Negative Mr Woo,Draper sailed beneath the good honest Red Duster, we left such displays of nautical ostentation to those strange creatures of the Grey Funnel line. Normal attire was wrangler jeans and tee shirt. A little known fact is that merchant seamen intoduced Wranglers Jeans into the UK genuine ones could only be got in two place then ,the US of A and Curacao, I have know shorebound men offer me their daughters to deflower, if I would bring them back a pair of Wranglers. Bell bottoms and strange dances were the preserve of that other lot ,after all they had plenty of time on their hands, not as if they ever actually went to sea much, don't think they liked getting their pretty little ships wet.

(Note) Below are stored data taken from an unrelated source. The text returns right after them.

PR #313, opened 2021-11-23
fix #282 changed/changedwithhistory events not created when registere…

### LINKED ISSUE #282: [BUG] Default Changed and ChangedWithHistory Events Not Created at Runtime
Hi all, love the framework and all the hard work everyone has done here!

The PR from #179 is a great addition and makes using the library easier.  Since 4.4.2 it looks like these default values are no longer created at runtime when Registering within a script. Runtime events *are* created if they are added to a Reference Listener component.

**To Reproduce**
1. Create a new Variable, any type will do (e.g. a BoolVariable)
2. Create a new Monobehavior (seen below) and place the variable in the property drawer.
3. Start Play mode
4. Check the console or check the BoolVariable's property window.

**Expected behavior**
The `Changed` event should not be null, and should be filled with `Bool Variable_Changed Event_Runtime_Unity Atoms.Base Atoms.Bool Event`

**Screenshots**
Unity Atoms 4.3.0 (runtime event created)
UnityAtoms-4 3 0

Unity Atoms 4.3.0 (runtime event missing)
UnityAtoms-4 4 3

**Environment**
 - OS: Windows 10
 - Unity Version: tested with 2019.4 and 2020.3
 - Version of Unity Atoms: 4.4.3

**Additional context**
TestBehavior.cs

```
using UnityEngine;
using UnityAtoms.BaseAtoms;

public class TestBehavior : MonoBehaviour
{
    [SerializeField] private BoolVariable Bool;

    private void Awake() {
        if (Bool != null && Bool.Changed == null)
            print("Bool.Changed is null");
    }
}
```

ThimoDEV:
The problem was indeed that the changed and changedWithHistory events where not created when called in code. There are 3 possible solutions I can come up with to fix this bug. One is to slightly modify the GetOrCreate<E>() method so it can be called in the property. 

Option two is to call the runtime creation code in the property itself again. This makes the GetOrCreate<E>() method unnessesary I think?

Option 3 is to somehow add an usage for calling a variables events in code

Maybe another solution will work better than what I suggested here in this PR. Im all open for the best suggestion to tackle this problem and to update this PR.

### DIFF
--- a/Packages/Core/Runtime/Variables/AtomVariable.cs
+++ b/Packages/Core/Runtime/Variables/AtomVariable.cs
@@ -52,6 +52,7 @@ namespace UnityAtoms
         {
             get
             {
+                GetOrCreateEvent<E1>();
                 return _changed;
             }
             set
@@ -71,6 +72,7 @@ namespace UnityAtoms
         {
             get
             {
+                GetOrCreateEvent<E2>();
                 return _changedWithHistory;
             }
             set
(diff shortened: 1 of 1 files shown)


miikalo (approved):
Tested on 2019.4.21f1, works as described.

boynukaline:
Hey this overrides the current change event when a change event is added to a variable. Steps to reproduce:
1. Leave variable changed event blank and in runtime change variable value to something. Stop runtime.
2. Add your change event to the variable, and go into runtime again and change variable value. Check variable event, it changes to default.

soraphis:
@boynukaline i think it would be better to create a new issue (or reopen the other issue) since this PR is already released 🙈 
thanks for being observant!

boynukaline:
@soraphis Thanks, created new issue!

PR #314, opened 2021-11-23
fix #237 Drawer tries to create field for public Action

### LINKED ISSUE #237: [BUG] Drawer tries to create field for public Action
The problem is that Action is not serializable, but when it's a public variable the drawer tries to create a field for it - which fails

atomerror

Error log message:
ArgumentNullException: Value cannot be null.
Parameter name: property
UnityAtoms.Editor.SerializedPropertyExtensions.GetPropertyValue (UnityEditor.SerializedProperty property) (at Library/PackageCache/com.mambojambostudios.unity-atoms-core@4.4.2/Editor/Extensions/SerializedPropertyExtensions.cs:73)
UnityAtoms.Editor.SerializedPropertyExtensions.GetGenericPropertyValue[T] (UnityEditor.SerializedProperty property, T managedObjectOut) (at Library/PackageCache/com.mambojambostudios.unity-atoms-core@4.4.2/Editor/Extensions/SerializedPropertyExtensions.cs:27)
UnityAtoms.Editor.AtomVariableEditor`2[T,P].OnInspectorGUI () (at Library/PackageCache/com.mambojambostudios.unity-atoms-core@4.4.2/Editor/Editors/Variables/AtomVariableEditor.cs:60)
UnityEditor.UIElements.InspectorElement+<>c__DisplayClass58_0.<CreateIMGUIInspectorFromEditor>b__0 () (at <e020ad89c1af43769f98694c4076cf19>:0)
UnityEngine.GUIUtility:ProcessEvent(Int32, IntPtr, Boolean&)

The class:
https://pastebin.com/XAbr3SMc

ThimoDEV:
The value property inside an AtomVariable is used with the Unity JsonUtility to make sure changes are working properly. There was no check for the System.NonSerialized attribute. This made it igonre that attribute only on the AtomVariable value property. By adding this check the System.NonSerialized attrbute also gets respected in the value. It was already working with this attribute on the C# action in the initialValue.

### DIFF
--- a/Packages/Core/Editor/Extensions/SerializedPropertyExtensions.cs
+++ b/Packages/Core/Editor/Extensions/SerializedPropertyExtensions.cs
@@ -24,7 +24,10 @@ namespace UnityAtoms.Editor
             {
                 try
                 {
-                    field.SetValue(box, property.FindPropertyRelative(field.Name).GetPropertyValue());
+                    if (!field.Attributes.HasFlag(FieldAttributes.NotSerialized))
+                    {
+                        field.SetValue(box, property.FindPropertyRelative(field.Name).GetPropertyValue());
+                    }
                 }
                 catch (InvalidOperationException)
                 {


miikalo (changes requested):
In my testing (Unity 2019.4.21f1) the changes unfortunately do not seem to fix the issue. I have a simple class I generated Atoms for and I tested this by creating a variable and collapsing and uncollapsing the "Value" on the Inspector. I used this class for testing:

```cs
using System;

[Serializable]
public class Bug237
{
    public int number;
    public Action OnValueChanged;
}
```

If I use the class as-is, I get the same error as in the bug. If I comment out the Action variable, I get "The method or operation is not implemented":

image

This was tested with the PR changes.

ThimoDEV:
My fix was to explicitly use the [System.NonSerialized] Tag on the  public Action OnValueChanged;. Its the check that gets done on this value thats causing this problem and I've added this attribute check to avoid the system still trying to serialize the action. Would you mind trying it with this attribute?

miikalo:
Sorry, did not catch that. I'll try again.

miikalo:
> My fix was to explicitly use the [System.NonSerialized] Tag on the public Action OnValueChanged;. Its the check that gets done on this value thats causing this problem and I've added this attribute check to avoid the system still trying to serialize the action. Would you mind trying it with this attribute?

Sorry, did not catch that. I'll try again.

miikalo:
Tried it again, the current change does get rid of the "Value cannot be null" but now I get "The method or operation is not implemented" for the public int. It's probably a different issue that crept in at some point.

miikalo:
I had generated the Atoms with the Equatable flag on by accident. The fix works as intended.

miikalo (approved):

Issue #67, opened 2019-10-20
[FEATURE] Set event name suggestion on Variable Changed event creation


mutmedia:
Is would be really nice to have an automatically set up name for the event when creating a new event for a variable (could be fancy and try to understand what naming convention is being used or just force some naming convention such as appending " changed" or "_changed", or some middle ground such as a setting regex for it?)

This makes the process of creating new events for variables less repetitive (especially in the case mentioned in #66 )

AdamRamberg:
Great idea! I think that just adding the postfix "Changed" to the Event as the default name will suffice for now or what do you think @mutmedia? The tricky part implementing this would be to get the parent of of the `SerializedProperty` in the `AtomDrawer`. You would then use the name of the parent Atom (if there is one) + the name of the property of the Atom you are creating. Eg: if you have a Variable called `MyVariable` and you click Create for the `Changed` event of that Variable the default name would be `MyVariableChanged`.

soraphis:
(untested):
in the event drawer, you can get property.serializedObject.Name which should yield the Scripts's name or the scriptableObjects's asset name.

and of course you could get the property.Name to get the variable name itself.

_________________________________

**scenario 1**: you're in an `IntVariable` AtomVariable named "fooBar" you click "create" for the "changed" event of type IntEvent.

** scenario 2*: you're on an GameObject Player in a Script named Health you click "create" for the "reachedZero" event of type BoolEvent.

| pattern | scenario 1 | scenario 2 |
| <parent>On<Event> | IntVariableOnChanged | HealthOnReachedZero |
| <parent>Changed  | IntVariableChanged | HealthChanged |
| <object name>Changed  | fooBarChanged | PlayerChanged |
| <object name><parent>Changed  | IntVariablefooBarChanged | PlayerHealthChanged |
| <object name><parent>On<Event>  | IntVariablefooBarOnChanged | PlayerHealthOnReachedZero |

AdamRamberg:
I think pattern 3 (row 3) works best for **scenario 1**, however it isn't great for scenario 2. Maybe we could via reflection see if the parent is an Atom Variable or not? If it is we use the `<object name>Changed` pattern, otherwise we just default to `AtomEvent` or maybe `<property name>`?

AdamRamberg:
Fixed in #317

PR #317, opened 2021-12-02
#67 [FEATURE] Set event name suggestion on Variable Changed event creation 

ThimoDEV:
https://youtu.be/_seSt3tMZdU 

Currently the implementation suggests a name for a new Event or variable when created with the 'Create' button. If the parent of the property is a BaseAtom (Variable, valuelist, FSM etc) the naming structure is: "name of variable/valuelist/FSM" + name of property ("Changed" when you add a variable changed event) + type of Event/variable ("BoolEvent" for example). When you try to create a second default named event the system will add a number at the end just like it is with duplicating GameObjects. Everything can be seen in the video above. 

There are some occasions where this default naming scheme can be a bit weird, as you can see with SetIntVariableValue as an example. However if you create custom names for a variable things get quite clear. If there are suggestions for a better naming scheme I will be happy too change things where needed.

### DIFF
--- a/Packages/Core/Editor/Drawers/AtomDrawer.cs
+++ b/Packages/Core/Editor/Drawers/AtomDrawer.cs
@@ -154,18 +154,9 @@ namespace UnityAtoms.Editor
                         drawerData.UserClickedToCreateAtom = true;
                         EditorGUI.FocusTextInControl(NAMING_FIELD_CONTROL_NAME);
 
-                        if (property.GetParent() is BaseAtom abc)
-                        {
-                            var atomName = AtomNameUtils.CheckForDuplicateAtom(abc.name + AtomNameUtils.CleanPropertyName(property.name)
-                                + AtomNameUtils.FilterLastIndexOf(typeof(T).ToString(), "."));
-                            drawerData.NameOfNewAtom = atomName;
-                        }
-                        else
-                        {
-                            var atomName = AtomNameUtils.CheckForDuplicateAtom(AtomNameUtils.CleanPropertyName(property.name)
-                                + AtomNameUtils.FilterLastIndexOf(typeof(T).ToString(), "."));
-                            drawerData.NameOfNewAtom = atomName;
-                        }
+                        var baseAtomName = AtomNameUtils.CleanPropertyName(property.name) + typeof(T).Name;
+                        var atomName = property.GetParent() is BaseAtom parentAtom ? parentAtom.name + baseAtomName : baseAtomName;
+                        drawerData.NameOfNewAtom = AtomNameUtils.CreateUniqueName(atomName);
                     }
                 }
             }
--- a/Packages/Core/Editor/Drawers/AtomDrawer.cs
+++ b/Packages/Core/Editor/Drawers/AtomDrawer.cs
@@ -1,6 +1,7 @@
 #if UNITY_2018_3_OR_NEWER
 using System.Collections.Generic;
 using System.IO;
+using System.Text.RegularExpressions;
 using UnityEditor;
 using UnityEngine;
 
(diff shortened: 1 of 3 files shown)


miikalo:
Regarding 53686d8, you don't need to worry about supporting Unity 2019, feel free to use the 2020+ features.

ThimoDEV:
I would like to suggest to target this PR to the V4.4.x release as I've just sent a PR for this feature targeted at V5. V5 required some additional changes to the AtomDrawer file overall.

Packages/Core/Editor/Drawers/AtomDrawer.cs
```diff
@@ -151,10 +151,21 @@ public override void OnGUI(Rect position, SerializedProperty property, GUIConten
...
+                            var atomName = AtomNameUtils.CheckForDuplicateAtom(abc.name + AtomNameUtils.CleanPropertyName(property.name)
+                                + AtomNameUtils.FilterLastIndexOf(typeof(T).ToString(), "."));
+                            drawerData.NameOfNewAtom = atomName;
+                        }
+                        else
+                        {
+                            var atomName = AtomNameUtils.CheckForDuplicateAtom(AtomNameUtils.CleanPropertyName(property.name)
+                                + AtomNameUtils.FilterLastIndexOf(typeof(T).ToString(), "."));
+                            drawerData.NameOfNewAtom = atomName;
+                        }
```
AdamRamberg, line 168: This could be rewritten with less repetion like this: 
```
                        var baseAtomName = AtomNameUtils.CleanPropertyName(property.name) + AtomNameUtils.FilterLastIndexOf(typeof(T).ToString(), ".");
                        var atomName = property.GetParent() is BaseAtom parentAtom ? parentAtom.name + baseAtomName : baseAtomName;
                        drawerData.NameOfNewAtom = AtomNameUtils.CheckForDuplicateAtom(atomName);
```

Packages/Core/Editor/Utils/AtomNameUtils.cs
```diff
@@ -0,0 +1,35 @@
...
+            }
+            if (Regex.Match(cleanedProperty, @"[a-zA-Z]").Success)
+            {
+                var index = Regex.Match(cleanedProperty, @"[a-zA-Z]").Index;
+                cleanedProperty = cleanedProperty[index].ToString().ToUpper() + cleanedProperty.Substring(index + 1);
+            }
+            return cleanedProperty;
+        }
+
+        public static string CheckForDuplicateAtom(string atomName)
```
AdamRamberg, line 28: It is not really checking for duplicates, but rather giving the atom an unique name based on if there are other assets with the same name. Could we call it `CreateUniqueName` instead?

AdamRamberg (changes requested):
Very nice PR! Got a couple of minor things to look at. If you do the changes I will then approve the PR and merge to `canary`.

Packages/Core/Editor/Utils/AtomNameUtils.cs
fakegood: there's utility functions from Unity, [GenerateUniqueAssetPath](https://docs.unity3d.com/ScriptReference/AssetDatabase.GenerateUniqueAssetPath.html), and [GetUniqueName](https://docs.unity3d.com/ScriptReference/ObjectNames.GetUniqueName.html) can be considered for this use case.

Packages/Core/Editor/Drawers/AtomDrawer.cs
AdamRamberg: Fixed in latest commit

Packages/Core/Editor/Utils/AtomNameUtils.cs
AdamRamberg: @fakegood Didn't know about those 2, great tip! However, I believe that in this case the utils that Thimo has made are actually easier to use / maintain.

Usually don't breakfast during the week (I'm with the zzzzzzzzzs brigade) other than a mug of tea followed by a cappucino at work to get the motor running.
My all time favourite breaky has to be pancetta bacon sarnies. Bacon as crispy as Walkers and soft white bread. No need for sauce other than a little mayo.
A few years ago I had to attend a lot of week long residential courses. Utter drudgery. However, I was amazed that a smalle number of attendees elected to go on these courses for the sole reason that they could snag 5+ cooked breakfasts. Mad as hatters!
The Hexagon Hotel in Queenstown in the Eastern Cape used to serve a killer (literally) buffet breakfast. Any time I wangled a stay overnight the new day was greeted with fresh OJ, steak, devilled kidneys, kedgeree, two fried eggs, three beef sossies, three pork sossies, fried liver and onions, fried mushrooms, fried banana, fried tomato, three slices of toast, fruit and tea.
The resulting load of ballast guaranteed the rest of the day was spent almost comatose while some one else drove....
I prefer a large mug of tea, (British tea, mind not that liptons yellow lable that seems to be all you can get here on the continent), with milk no sugar, three slices of white sliced bread toast, with butter and my mate marmite. Which, as everyone will know from previous threads on PPRuNe, is now proven to thrash that aussie pretender Vegemite! Or if I'm in a Swiss mood, I'll have a choccy-gipfeli, which is a croissant type thingy but baked with a whole chocolate bar inside. Quite delicious. I cant remember the last time I had bacon, unfortunately. They dont do it in Switzerland.
Also the 'Home Sick' brekkies at the Noble Dubliner has got it all wrong. Yes, they do provide baked beans, as God intended, but their sausages are unauthentically tasty. What are they thinking?
Totally agree on the Nob "Home Sick." It has raised my spirits many a time, washed down with a hair of the dog.
I remember a theatre job I did last year where I was staying full expenses at the Britannia Country House Hotel (not recommended in general) in South Manchester where they had a titanic cooked breakfast buffet every morning. I wanted to trough it each day but only found the stomach (thanks to my lack of resistance to UK lager) 3 or 4 times in three weeks. What a waste.